PR #273, opened 2025-02-20
Prevent e2e-test-cycloud from overwriting smoke test result in buildmaster

nathanjd:
## Summary:
If e2e-test-cycloud finishes after e2e-test, it will overwrite both the
result and job ID.

This has been causing 2 bugs:

1. The link to the e2e job in jenkins points to e2e-test but with the
   e2e-test-cycloud job id. Resulting in a dead link.
2. The status of the smoke test in buildmaster is failed when e2e-test
   passes but e2e-test-cycloud fails.

Issue: https://khanacademy.slack.com/archives/C096UP7D0/p1740083704822279?thread_ts=1739930668.893529&cid=C096UP7D0

## Test plan:
Monitor deployment queue.

### DIFF
--- a/jobs/e2e-test-cycloud.groovy
+++ b/jobs/e2e-test-cycloud.groovy
@@ -277,16 +277,18 @@ def analyzeResults(foldersList) {
 }
 
 // Determines if we are running the first or second smoke test.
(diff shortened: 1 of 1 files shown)


michaelmendoza42 (approved):
thanks for figuring this out nathan!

•••

> _Exercise prompt_: Print each record again. Nothing may be left out.

> _Response_:
PR #273, opened 2025-02-20
Prevent e2e-test-cycloud from overwriting smoke test result in buildmaster

nathanjd:
## Summary:
If e2e-test-cycloud finishes after e2e-test, it will overwrite both the
result and job ID.

This has been causing 2 bugs:

1. The link to the e2e job in jenkins points to e2e-test but with the
   e2e-test-cycloud job id. Resulting in a dead link.
2. The status of the smoke test in buildmaster is failed when e2e-test
   passes but e2e-test-cycloud fails.

Issue: https://khanacademy.slack.com/archives/C096UP7D0/p1740083704822279?thread_ts=1739930668.893529&cid=C096UP7D0

## Test plan:
Monitor deployment queue.

### DIFF
--- a/jobs/e2e-test-cycloud.groovy
+++ b/jobs/e2e-test-cycloud.groovy
@@ -277,16 +277,18 @@ def analyzeResults(foldersList) {
 }
 
 // Determines if we are running the first or second smoke test.
(diff shortened: 1 of 1 files shown)


michaelmendoza42 (approved):
thanks for figuring this out nathan!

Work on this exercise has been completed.